There is nothing wrong with older men but they cannot offer what a younger man can at their stage in life. Missing out on a relationship with a young man is a mistake in my view. It is one of life experiences that make it possible to love a man as he ages. 

The two women I knew did not bring their older bf around friends because of the WTF is she doing with him factor. It may be common for movie stars but not in real life. The women who do it, select rich guys who pay their car note, rent, and give them a credit card. 

If they did not provide these things I doubt that there would be a relationship. The two women I knew were disappointed at how insecure the men were after winning their prize. That made them less attractive in the relationship because they were not as confident as outward appearences would indicate. 

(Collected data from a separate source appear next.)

PR #466, opened 2026-07-08
Add CA alarm limit overlay

skbarber:
## Summary

- add optional DB-backed `ca_alarm_limits` overlay for scalar CA value alarms
- apply LOLO/LOW/HIGH/HIHI severity/status from the curated overlay as the single value-alarm evaluator
- keep DB `min`/`max` as display metadata only; they are not interpreted as alarm limits
- do not export curated alarm thresholds as native DBR_CTRL alarm/warning metadata, avoiding caproto native limit-alarm conflicts
- add deployment SQL plus docs for applying the table and smoke-testing one configured row

## Review follow-up

- fixed native caproto limit-alarm interference by removing threshold metadata from channel construction and bypassing caproto numeric verification for overlay-managed writes
- removed separate steady-state `alarm.write()` fan-out by writing the value and computed alarm metadata together
- fixed HIHI/HIGH and LOLO/LOW hysteresis step-down behavior
- made missing table rollout fail-open at INFO, while unexpected DB lookup failures log at WARNING
- removed the optional overlay FK into the core `device` table
- added regression tests for high-only rows, hysteresis behavior, DB rollout errors, and the absence of native caproto threshold metadata

## Validation

- `poetry run pytest tests/test_channels.py tests/test_config_from_db.py tests/test_geecs_db.py tests/test_gateway.py -q` -> `76 passed`
- commit hooks passed `ruff`, `ruff-format`, and `pydocstyle`
- live gateway smoke test on this branch:
  - DB row: `Undulator`, `U_S1H`, `Current`, `lolo=-4.5`, `low=-2.5`, `high=2.5`, `hihi=4.5`, severities `MAJOR/MINOR/MINOR/MAJOR`, `hysteresis=0.05`
  - with `U_S1H:Current = 3 A`, CA/Phoebus reported `HIGH` / `MINOR_ALARM`, as expected

## Notes

- This intentionally keeps alarm validation local to `GeecsCAGateway`; it does not add a `geecs-schemas` dependency.
- The table is optional during rollout. If it is absent, the gateway starts with no curated value alarms.
- Derived-channel schema/evaluator work is in a separate branch and is not part of this PR.

### DIFF
--- a/GeecsCAGateway/CHANGELOG.md
+++ b/GeecsCAGateway/CHANGELOG.md
@@ -3,6 +3,27 @@
 All notable changes to `geecs-ca-gateway` are documented here, following
 [Keep a Changelog](https://keepachangelog.com/en/1.1.0/) and semantic versioning.
 
+## [0.7.0] - 2026-07-08
+
+### Added
+
+- **Optional `ca_alarm_limits` MySQL overlay for curated scalar value alarms.**
+  Enabled rows are keyed by `(experiment, device, variable)` and provide
+  `LOLO` / `LOW` / `HIGH` / `HIHI` thresholds with configured severities.
+  The table is optional during rollout: if it is absent or unreadable, the
+  gateway starts with no value alarms.  Rows attach only to served numeric
+  readbacks; DB `min` / `max` remain display metadata and are never treated as
+  alarm limits.
+- `deploy/ca_alarm_limits.sql`, a non-destructive DDL snippet for creating the
+  optional alarm-limit table. Dropping the table restores pre-0.7 behavior.
+
+### Changed
+
+- Live numeric readback writes now recompute curated value-alarm severity.
+  Device disconnects still take precedence: stale readbacks remain
+  `INVALID/COMM` until the next live frame, which then reports either
+  `NO_ALARM` or the active value alarm.
+
 ## [0.6.0] - 2026-07-07
 
 ### Added
--- a/GeecsCAGateway/PV_CONTRACT.md
+++ b/GeecsCAGateway/PV_CONTRACT.md
@@ -308,20 +308,26 @@ What severity means **today**:
 
 | Condition | PV | Severity / status |
 |---|---|---|
-| Device TCP subscription live | readbacks | `NO_ALARM` (plain value writes reset severity) |
+| Device TCP subscription live, no configured value alarm active | readbacks | `NO_ALARM` |
+| Device TCP subscription live, configured scalar limit crossed | that numeric readback | configured severity (`MINOR_ALARM`, `MAJOR_ALARM`, or `INVALID_ALARM`) with status `LOW`, `LOLO`, `HIGH`, or `HIHI` |
 | Device TCP subscription dropped / unreachable | all of that device's **readback** PVs | **`INVALID_ALARM`**, status `COMM` — data is stale, last value retained |
 | Same event | that device's `CONNECTED` PV | value `Disconnected`, **`MAJOR_ALARM`**, status `COMM` |
-| Recovery (first live frame / reconnect) | both | automatic return to `NO_ALARM` |
+| Recovery (first live frame / reconnect) | both | automatic return to live-value severity (`NO_ALARM` unless a configured value alarm is active) |
 
 So: **INVALID on a readback means "not live", not "bad value"** — the held
 value is the last known good one. `CONNECTED` is the explicit liveness signal
 for Phoebus/alarm layers; prefer it over inferring liveness from data severity.
 
+Value-based alarms are an explicit curated overlay from the optional
+`ca_alarm_limits` MySQL table, keyed by `(experiment, device, variable)`.
+Only non-null threshold columns apply. The gateway validates rows at startup,
+attaches them only to served numeric readbacks, and treats the table as optional:
+if it is absent during rollout, the IOC starts with no value alarms. DB `min` /
+`max` remain display metadata and are **never** interpreted as alarm limits.
+
 **Not yet implemented** (be honest with your displays):
 
-- No value-based alarms: DB min/max are display limits only; there are no
-  HIHI/HIGH/LOW/LOLO thresholds, so a readback never goes `MINOR`/`MAJOR` on
-  value. A NaN or out-of-range value arrives as a plain `NO_ALARM` update.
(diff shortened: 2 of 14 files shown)


skbarber:
**Review (agent-assisted; findings verified against the branch code, the critical one reproduced empirically against caproto 1.3.0 through the real gateway fan-out path). Verdict: needs changes before merge — one critical.**

The core design is right — curated opt-in table, DB min/max correctly kept display-only, fail-open on missing table, pure in-memory evaluation in the hot path, frame-ordering guarantee intact, per-channel alarms not shared with `:SP`. But:

### 1. CRITICAL — exporting thresholds as `ChannelNumeric` metadata activates caproto's *native* limit-alarm evaluation, which fights the overlay
`channels.py` (~L246-255) puts lolo/low/high/hihi into `lower_alarm_limit`/`lower_warning_limit`/`upper_warning_limit`/`upper_alarm_limit`. caproto's `ChannelNumeric.verify_value` evaluates those on **every write** (a limit pair is active whenever lo≠hi, and unset fields default to **0**), sets alarm state itself, and **publishes to CA monitors before** the overlay's `alarm.write()` corrects it. Two reproduced consequences:
- **Partial row → standing false alarm**: a legitimate "high-only" row leaves `lower_warning_limit=0`; any healthy readback ≤ 0 (a bipolar magnet at −1 A) publishes `MINOR/LOW` → `NO_ALARM` **every frame**. A Phoebus alarm server latches the transient and rings continuously.
- **Hysteresis hold → wire flapping**: a value inside the hold band gets native `NO_ALARM` then overlay `MINOR/HIGH`, per frame — hysteresis makes chatter *worse*.

The PR's tests and the live smoke test use full/benign limit sets where both evaluators agree, which is why this didn't show. Fix direction: keep the overlay as the **single** evaluator — either don't export thresholds into the alarm/warning metadata, or override `verify_value` on the read-only channel subclass to skip native limit evaluation (while preserving the existing plain-write→NO_ALARM recovery).

### 2. MEDIUM — unconditional `alarm.write()` doubles CA event fan-out at steady state
`gateway.py` (~L412): caproto's `ChannelAlarm.write` has no change detection, and a `status` kwarg sets DBE_VALUE — value-mask subscribers (archiver, ophyd-async) get a duplicate event per frame, forever, even in steady `NO_ALARM`. Skip the write when `(severity, status)` is unchanged.

### 3. MEDIUM — hysteresis doesn't apply to level→level transitions (HIHI→HIGH etc.)
`alarms.py` `evaluate` (~L270): direct evaluation wins immediately; hysteresis only guards alarm→normal. EPICS semantics hold HIHI until value < hihi−HYST. The exact live-tested row (hihi=4.5 MAJOR / high MINOR, hyst=0.05) with a readback jittering around 4.5 chatters MAJOR↔MINOR at frame rate. (The dead `current.level != previous` branch just above suggests this was intended and lost.)

### 4. MEDIUM-LOW — fail-open catches *all* DB errors at INFO
`get_ca_alarm_limits`: a permission error or transient DB failure silently disables the whole overlay with a log line invisible at WARNING. Treat "table doesn't exist" (MySQL 1146) as the expected rollout case; log everything else at WARNING/ERROR — silently-missing alarms are the twin of false alarms.

### 5. LOW — drop the FK into the core `device` table
`deploy/ca_alarm_limits.sql`: the FK can fail the migration (index/collation dependent), and `ON DELETE RESTRICT` makes GEECS's own device-admin tooling fail against a table it knows nothing about. The loader's unmatched-row warning is the right enforcement layer.

### Smaller
- `(device, variable)` matching is exact-case while MySQL accepts any case — a `u_s1h` row silently never attaches, and the "not served by the gateway" warning misleads. Case-fold or extend the message.
- Deadband-suppressed writes skip alarm evaluation — latent (deadband policy is 0.0 today) but a threshold crossed by less than the deadband never alarms.
- **No test covers hysteresis** — the only novel algorithm here — and none covers a partial row through the channel layer; either would have caught findings 1/3.
- PV_CONTRACT should state whether thresholds appear in DBR_CTRL/GR metadata (externally observable either way finding 1 is resolved).

Suite ran green (119 passed) in a review worktree; no file overlap with #465. With finding 1 fixed (+ ideally 2/3), this is a solid addition.

skbarber:
Addressed the review findings in `6ed5e004`.

- Removed curated thresholds from native caproto alarm/warning metadata so the overlay is the sole value-alarm evaluator.
- Wrote computed alarm state with the value update using `verify_value=False` for overlay-managed writes, avoiding native limit evaluation and separate steady-state `alarm.write()` fan-out.
- Fixed HIHI/HIGH and LOLO/LOW hysteresis step-down semantics.
- Changed DB fail-open logging so MySQL missing-table rollout remains INFO, while unexpected lookup/connect failures are WARNING.
- Removed the FK from `deploy/ca_alarm_limits.sql`.
- Added regression tests for high-only partial rows, hysteresis, missing-table/failing-query behavior, and non-exported native caproto threshold metadata.

Validation after the fix: `poetry run pytest tests/test_channels.py tests/test_config_from_db.py tests/test_geecs_db.py tests/test_gateway.py -q` -> `76 passed`; commit hooks passed `ruff`, `ruff-format`, and `pydocstyle`.

skbarber:
**Re-review of 6ed5e004: ✅ all blocking findings resolved, no new defects — clear to merge.**

Re-verified empirically through the same CA event-stream harness that caught the original critical: high-only partial row with healthy negative values now emits exactly one clean `NO_ALARM` event per frame (no MINOR/LOW transient, native GR limits confirmed unpopulated); hysteresis hold band shows no flapping and the full EPICS step-down matrix (HIHI→HIGH at hihi−hyst, LOLO→LOW symmetric, immediate escalation, immediate cross-side plunge) is correct; steady-state fan-out is back to one event per frame. `verify_value=False` mechanics are sound: applied per-write only on channels with curated limits, preprocessing still runs, plain-write→NO_ALARM recovery intact for everything else, and adding it to `_mark_device_invalid` was a necessary catch (native evaluation would otherwise stomp INVALID/COMM). Suite: 124 passed. Two of the three key new tests demonstrably fail on the old code (genuine regression pins).

Non-blocking nits, fine to defer: no test observes the actual event stream (a publish-count spy would pin the one-event-per-frame property permanently); the high-only test asserts final state only, which the old code also satisfied; case-fold matching + deadband-skip alarm evaluation consciously deferred as noted.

Sex was also a problem for both. I think the insecurity effected their performance. They ended up wanting younger men and swore off older guys no matter what resources they dangled.
_Posted via Mobile Device_


----------



## amanda s.

Some women prefer older men because of stability & maturity, some women prefer men their age because they tend to have more of the same interests, & some women prefer younger men because it gives them a sense of freedom & youth...

You just have to find the right woman for you though.

You are wanting to date a single mother so you can be a "Dad"... do you have children of your own? If not then I understand your need to parent, it's only natural but you certainly need to be careful & watch your wallet because you might get taken advantage of. NOT SAYING all women or single mothers are like this BUT there are a certain few who will take you as an easy ride & jump on. You seem to focus on the single mother group & maybe this is your mistake... You are excluding many women that may be better suited for you. Also understand, children of single mothers already have fathers, you may not be well accepted by their children either...


----------



## FirstYearDown

amanda s. said:


> Some women prefer older men because of stability & maturity, some women prefer men their age because they tend to have more of the same interests, & some women prefer younger men because it gives them a sense of freedom & youth...
> 
> You just have to find the right woman for you though.
> 
> You are wanting to date a single mother so you can be a "Dad"... do you have children of your own? If not then I understand your need to parent, it's only natural but you certainly need to *be careful & watch your wallet because you might get taken advantage of. NOT SAYING all women or single mothers are like this BUT there are a certain few who will take you as an easy ride & jump on.* You seem to focus on the single mother group & maybe this is your mistake... You are excluding many women that may be better suited for you. *Also understand, children of single mothers already have fathers, you may not be well accepted by their children either*...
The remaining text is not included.